Exercise materials
**********

PR #36325, opened 2026-06-27
feat(web): seam window — ordered buffer + compaction (client-sync Phase 2a)

dvargasfuertes:
Next step of the rolling-base migration, after the merged reducer (#36317, #36318). The pure **seam** between the stream and the materialized base — completing the engine (`reducer + window + compaction`). **Unwired** in this phase; ingestion + render derivation are Phase 2b.

## What it adds (design §5–§6)

- **`ingest(window, baseSeq, env)`** — buffer an event keyed by `seq`, dropping duplicates and events already folded into the base. Absorbs out-of-order arrival; seqless events are left to the caller.
- **`compact(base, window)`** — fold the **gap-free prefix** (`base.seq + 1` upward) into the base via `applyEvent`, stopping at the first missing `seq` so a hole parks the tail until backfilled. No version anchor (`base.seq == null`) → hold the window until a snapshot seeds one. Returns the same refs when nothing folds.
- **`firstGap(base, window)`** — the `(expected, have)` hole the daemon can replay to close (for `Last-Event-ID` backfill), or `null` when contiguous / unanchored.

## Why this slice
Pure and unwired, like the reducer PRs — fast to review, no rendering change, no ownership change. It lets the invariant test reach the cases the reducer alone couldn't: **out-of-order delivery and gap→backfill**.

## Tests
`seam-window.test.ts` (6 tests, 812 assertions): any out-of-order permutation — ingested-then-compacted **and** interleaved ingest+compact — produces the same base as the clean in-order rebuild (200 seeds each); plus gap-parks-tail → backfill closes it, duplicate/stale drops, the seqless-ignored path, and the unanchored cold-start hold. Lint + typecheck clean.

## Scope note / next
This implements the full §5 window (genuine out-of-order absorption), not just a seq-ordered buffer. At **Phase 2b** (wiring ingestion + deriving the transcript from `base ⊕ window`) we consolidate with the existing `sse-event-consumer` gap/dedup machinery so there's one seam, not two — and that's where the base gains an owner and we revisit `clients/web/AGENTS.md:30`, doc update included.

---

### DIFF
--- a/clients/web/src/domains/chat/transcript/seam-window.ts
+++ b/clients/web/src/domains/chat/transcript/seam-window.ts
@@ -1,0 +1,82 @@
+/**
+ * The seam window: a short buffer of stream events that have arrived but are
+ * not yet folded into the history base, holding them keyed by `seq` so the base
+ * only ever absorbs a gap-free, in-order prefix. `ingest` buffers an event
+ * (dropping duplicates and ones already folded), `compact` folds the contiguous
+ * prefix into the base via `applyEvent`, and a non-empty remainder marks a gap
+ * the base must wait on.
+ */
+
+import { applyEvent } from "@/domains/chat/transcript/rolling-base";
+import type { PaginatedHistoryResult } from "@/domains/chat/transcript/types";
+import type { AssistantEventEnvelope } from "@vellumai/assistant-api";
+
+/** Buffered-but-unfolded events, keyed by global `seq`. */
+export type SeamWindow = ReadonlyMap<number, AssistantEventEnvelope>;
+
+export const emptySeamWindow: SeamWindow = new Map();
+
+/**
+ * Buffer an event for later compaction. An event with no `seq` can't be
+ * ordered or deduped and is left to the caller; one at or below the base's
+ * `seq` is already folded, and one already buffered is a duplicate — both are
+ * dropped (the window is returned unchanged). Otherwise the event is inserted
+ * keyed by its `seq`.
+ */
+export function ingest(
+  window: SeamWindow,
+  baseSeq: number | null | undefined,
+  envelope: AssistantEventEnvelope,
+): SeamWindow {
+  const { seq } = envelope;
+  if (typeof seq !== "number") return window;
+  if (typeof baseSeq === "number" && seq <= baseSeq) return window;
+  if (window.has(seq)) return window;
+  const next = new Map(window);
+  next.set(seq, envelope);
+  return next;
+}
+
+/**
+ * Fold the gap-free prefix of the window into the base. Starting at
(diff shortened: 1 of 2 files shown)


clients/web/src/domains/chat/transcript/seam-window.ts
dvargasfuertes, line 1: let's call this `event-buffer`

clients/web/src/domains/chat/transcript/seam-window.ts
```diff
@@ -0,0 +1,82 @@
...
+
+/**
+ * Buffer an event for later compaction. An event with no `seq` can't be
+ * ordered or deduped and is left to the caller; one at or below the base's
+ * `seq` is already folded, and one already buffered is a duplicate — both are
+ * dropped (the window is returned unchanged). Otherwise the event is inserted
+ * keyed by its `seq`.
+ */
+export function ingest(
+  window: SeamWindow,
```
dvargasfuertes, line 27: yea `window` is dangerous as it conflicts with the browser global

clients/web/src/domains/chat/transcript/seam-window.ts
```diff
@@ -0,0 +1,82 @@
...
+  if (typeof base.seq !== "number") return { base, window };
+  let expected = base.seq + 1;
+  if (!window.has(expected)) return { base, window };
+
+  const remaining = new Map(window);
+  let folded = base;
+  while (remaining.has(expected)) {
+    folded = applyEvent(folded, remaining.get(expected)!);
+    remaining.delete(expected);
+    expected += 1;
```
dvargasfuertes, line 61: it's a global event stream we are reading from, doesn't this get wrecked by gaps due to events from other conversations or processes?

dvargasfuertes:
Closing — this window encodes a false assumption: that `seq` is a per-conversation *consecutive* sequence. It isn't. `seq` is a single global per-assistant counter shared across all conversations (`sse-event-consumer.ts:31`; the `/events` `lastSeenSeq` schema doc), so a single conversation's events carry sparse, non-consecutive seqs. `compact`'s `base.seq + 1` walk would therefore essentially never fold, and `firstGap` would report phantom gaps on every event. The Phase 2a tests only passed because the fixture used a synthetic single-conversation stream with consecutive seqs 1..6 — i.e. the test encoded the same false assumption.

Even connection-wide, consecutive ≠ no-loss (the hub legitimately withholds seqs from a subscriber), which is why gap detection already lives in the connection-wide `sse-event-consumer` with ring count/age bounds.

Going with **option 2**: no per-conversation window. The connection-wide consumer folds each surviving event straight into the base via `applyEvent`, reusing the existing gap→resync machinery. The merged reducer (#36317, #36318) is unaffected — it's still the engine; only this window is dropped.

---

PR #36326, opened 2026-06-27
feat(web): add download button to workspace binary file viewer

dvargasfuertes:
## Prompt / plan

The workspace file viewer renders a binary-fallback metadata card for files it can't preview inline (e.g. `.tar.gz` archives, `application/gzip`). That card showed the filename, MIME type, size, and modified timestamp — but gave the user no way to actually get the file off the device. This PR adds a Download affordance to that card.

Approach:
- Add a Download button to the binary-fallback card in `WorkspaceFileViewer`. It fetches the raw bytes from the daemon content endpoint (`workspaceFileContentGet`) and routes them through the existing cross-platform saver (`saveFile` — `<a download>` on web, native iOS Share Sheet via `@capacitor/share`).
- Extract the fetch+save into a reusable `downloadWorkspaceFile` helper, mirroring the existing `downloadAttachment` pattern in the chat domain rather than inlining a one-off.
- The binary card is extracted into a small `BinaryFileCard` component that owns its own download/error state (in-flight spinner, disabled button, inline error message on failure).

## Test plan

- New unit test `download-workspace-file.test.ts` covers the happy path (fetches content, hands the blob to the saver with the right filename), `showHidden` forwarding, and the error path (throws and never calls the saver). 3 pass.
- `bunx eslint` on all changed files — clean.

---
_Generated by [Claude Code](https://claude.ai/code/session_01NJpiut8ym9btY6sdfLEJA7)_

### DIFF
--- a/clients/web/src/domains/workspace/utils/download-workspace-file.ts
+++ b/clients/web/src/domains/workspace/utils/download-workspace-file.ts
@@ -1,0 +1,31 @@
+import { workspaceFileContentGet } from "@/generated/daemon/sdk.gen";
+
+/**
+ * Download a workspace file to the user's device. Fetches the raw bytes from
+ * the daemon content endpoint and hands them to the cross-platform saver
+ * (browser download on web, native Share Sheet on iOS).
+ */
+export async function downloadWorkspaceFile(opts: {
+  assistantId: string;
+  path: string;
+  filename: string;
+  showHidden?: boolean;
+}): Promise<void> {
+  const { saveFile } = await import("@/runtime/native-file");
+
+  const { data, error } = await workspaceFileContentGet({
+    path: { assistant_id: opts.assistantId },
+    query: {
+      path: opts.path,
+      ...(opts.showHidden ? { showHidden: "true" } : {}),
+    },
+    parseAs: "blob",
+    throwOnError: false,
+  });
+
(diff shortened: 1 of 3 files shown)


clients/web/src/domains/workspace/utils/download-workspace-file.ts
```diff
@@ -0,0 +1,31 @@
...
+ * the daemon content endpoint and hands them to the cross-platform saver
+ * (browser download on web, native Share Sheet on iOS).
+ */
+export async function downloadWorkspaceFile(opts: {
+  assistantId: string;
+  path: string;
+  filename: string;
+  showHidden?: boolean;
+}): Promise<void> {
+  const { saveFile } = await import("@/runtime/native-file");
```
dvargasfuertes: Move this import top level if possible

dvargasfuertes (commented):
fix ci

clients/web/src/domains/workspace/utils/download-workspace-file.ts
dvargasfuertes: Done — hoisted `saveFile` to a top-level static import in c1b2fcc. The daemon SDK was already imported statically, so there was no lazy-load benefit to the dynamic `import()`.

---

PR #36332, opened 2026-06-27
feat(web): retain event envelopes for resync replay (client-sync)

dvargasfuertes:
First slice of the rolling-base wiring. The SSE debug ring already buffers recent events; this makes it retain each event's **envelope metadata** (`id` / `conversationId` / `seq` / `emittedAt`) so it can also serve **resync replay** — re-seed the base from a fresh snapshot, then replay the buffered tail with `seq > snapshot.seq` onto it, instead of guessing whether the live view raced ahead of a lagging snapshot.

## Why reuse the existing ring
We already store this buffer (`_vellumDebug.chat.events`); we were just dropping the envelope and keeping only `.message`. The transport push site already has the full envelope, so retaining its metadata is nearly free and avoids a parallel buffer.

## Changes
- `pushSseEvent` now takes the full `AssistantEventEnvelope` and stores `id`/`conversationId`/`seq`/`emittedAt` alongside the message. **Additive** — the debug/triage surface is unchanged (entries still expose `.event` = the message).
- `getSseEnvelopesSince(conversationId, sinceSeq)` reconstitutes the conversation's buffered tail as envelopes with `seq > sinceSeq`, in ascending seq order. Returns `[]` with no version anchor (`sinceSeq === null` → snapshot stands alone); skips seqless entries (can't be ordered/gated); bounded by the ring, so an aged-out tail just isn't returned and the connection-wide gap detector falls back to the snapshot wholesale.

## Reality-check baked into the design
`seq` is a **global per-assistant** counter, not per-conversation-consecutive — so `getSseEnvelopesSince` filters by `conversationId` and uses `seq` only as a monotonic watermark (`> sinceSeq`), never assuming consecutiveness. The test interleaves two conversations with sparse seqs to lock that in.

## Tests
`stream-debug.test.ts`: tail returned in seq order filtered to the conversation and `> sinceSeq` (with interleaved conversations + non-consecutive seqs); `[]` without an anchor; seqless entries skipped. Existing ring/client tests updated to push envelopes and stay green (22 tests). Transport suite green (push-site change). Lint + typecheck clean.

## Where this fits
Engine so far: ✅ reducer (#36317/#36318) · ✅ this buffer. Next is the **consumer→base fold + render from `base ⊕ pending`** (the cutover), which uses `getSseEnvelopesSince` for resync and is where `chat-session-store` evolves into `base + pending` and `AGENTS.md:30` is revisited.

---

### DIFF
--- a/clients/web/src/lib/streaming/stream-debug.ts
+++ b/clients/web/src/lib/streaming/stream-debug.ts
@@ -12,9 +12,15 @@
  *
  * Data is stored outside React state so it survives component unmounts and
  * can be inspected from the console via `window._vellumDebug.chat.events`.
+ *
+ * The event ring is also load-bearing: it retains each event's envelope
+ * metadata (`seq`, `conversationId`, `emittedAt`) so a resync can replay the
+ * recent tail onto a fresh snapshot (`getSseEnvelopesSince`) instead of
+ * guessing whether the live view raced ahead of a lagging snapshot.
  */
 
 import type { AssistantEvent } from "@/types/event-types";
+import type { AssistantEventEnvelope } from "@vellumai/assistant-api";
 
 // ---------------------------------------------------------------------------
 // Types
@@ -68,8 +74,16 @@ export interface SseDebugEventEntry {
   clientId: string;
   /** ISO 8601 timestamp of when the event was received. */
   receivedAt: string;
-  /** The parsed event payload. */
+  /** The parsed event payload (the envelope's `message`). */
   event: AssistantEvent;
+  /** Envelope id, retained so the entry can be reconstituted as an envelope. */
+  id: string;
+  /** Conversation the event targets, when conversation-scoped. */
+  conversationId?: string;
+  /** Global per-assistant sequence number, when the daemon stamped one. */
+  seq?: number;
+  /** Daemon's ISO emit timestamp — the deterministic fold stamp on replay. */
+  emittedAt: string;
 }
 
 // ---------------------------------------------------------------------------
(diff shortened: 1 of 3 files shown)


clients/web/src/lib/streaming/stream-debug.ts
dvargasfuertes: We should make this extend the backend envelope type to enforce consistency

clients/web/src/lib/streaming/stream-debug.ts
```diff
@@ -176,14 +190,23 @@ export function recordSseTraffic(clientId: string, isData: boolean): void {
...
+): void {
   events.push({
     clientId,
     receivedAt: new Date().toISOString(),
-    event,
+    event: envelope.message,
+    id: envelope.id,
+    conversationId: envelope.conversationId,
+    seq: envelope.seq,
+    emittedAt: envelope.emittedAt,
```
dvargasfuertes: once we do the above, we could just do `...envelope`

clients/web/src/lib/streaming/stream-debug.ts
```diff
@@ -209,6 +232,41 @@ export function getSseEvents(limit = MAX_EVENTS): SseDebugEventEntry[] {
...
+  return events
+    .filter(
+      (e): e is SseDebugEventEntry & { seq: number } =>
+        e.conversationId === conversationId &&
+        typeof e.seq === "number" &&
+        e.seq > sinceSeq,
+    )
+    .sort((a, b) => a.seq - b.seq)
+    .map(
+      (e): AssistantEventEnvelope => ({
```
dvargasfuertes: This map will also be made redundant with the `extends`

clients/web/src/lib/streaming/stream-debug.ts
```diff
@@ -209,6 +232,41 @@ export function getSseEvents(limit = MAX_EVENTS): SseDebugEventEntry[] {
...
+ * the buffer holds simply isn't returned — the caller's gap detector falls
+ * back to taking the snapshot wholesale. Entries without a numeric `seq` (older
+ * daemons, non-stamped events) can't be ordered or gated and are skipped.
+ */
+export function getSseEnvelopesSince(
+  conversationId: string,
+  sinceSeq: number | null,
+): AssistantEventEnvelope[] {
+  if (sinceSeq === null) return [];
+  return events
```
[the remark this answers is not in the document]
dvargasfuertes: This is valid feedback

dvargasfuertes:
Pushed revisions addressing the feedback:

- **`SseDebugEventEntry extends AssistantEventEnvelope`** — `seq`/`conversationId`/`emittedAt`/`message` now come from the wire type, so `pushSseEvent` is just `{ clientId, receivedAt, ...envelope }` and `getSseEnvelopesSince` returns the buffered entries directly (the reconstruction `.map` is gone). The entry's `.event` field becomes `.message`; tsc confirms no typed consumer read it.
- **Eviction-gap guard (Codex P2)** — `getSseEnvelopesSince` now returns `null` when the ring no longer covers the cursor. Since the ring evicts oldest-first, if the oldest retained `seq` is newer than `sinceSeq + 1`, events between the cursor and the buffer were dropped and a replay would apply a partial tail — so we signal a gap and the caller takes the snapshot wholesale. `[]` now strictly means "covered, nothing newer." New tests cover eviction→null, no-anchor→null, covered-but-empty→[].

---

**********

How to complete this task
Go back to the start of the listing above. Reproduce each line exactly, ending with the line that contains "to the caller.".

Solution for this task
PR #36325, opened 2026-06-27
feat(web): seam window — ordered buffer + compaction (client-sync Phase 2a)

dvargasfuertes:
Next step of the rolling-base migration, after the merged reducer (#36317, #36318). The pure **seam** between the stream and the materialized base — completing the engine (`reducer + window + compaction`). **Unwired** in this phase; ingestion + render derivation are Phase 2b.

## What it adds (design §5–§6)

- **`ingest(window, baseSeq, env)`** — buffer an event keyed by `seq`, dropping duplicates and events already folded into the base. Absorbs out-of-order arrival; seqless events are left to the caller.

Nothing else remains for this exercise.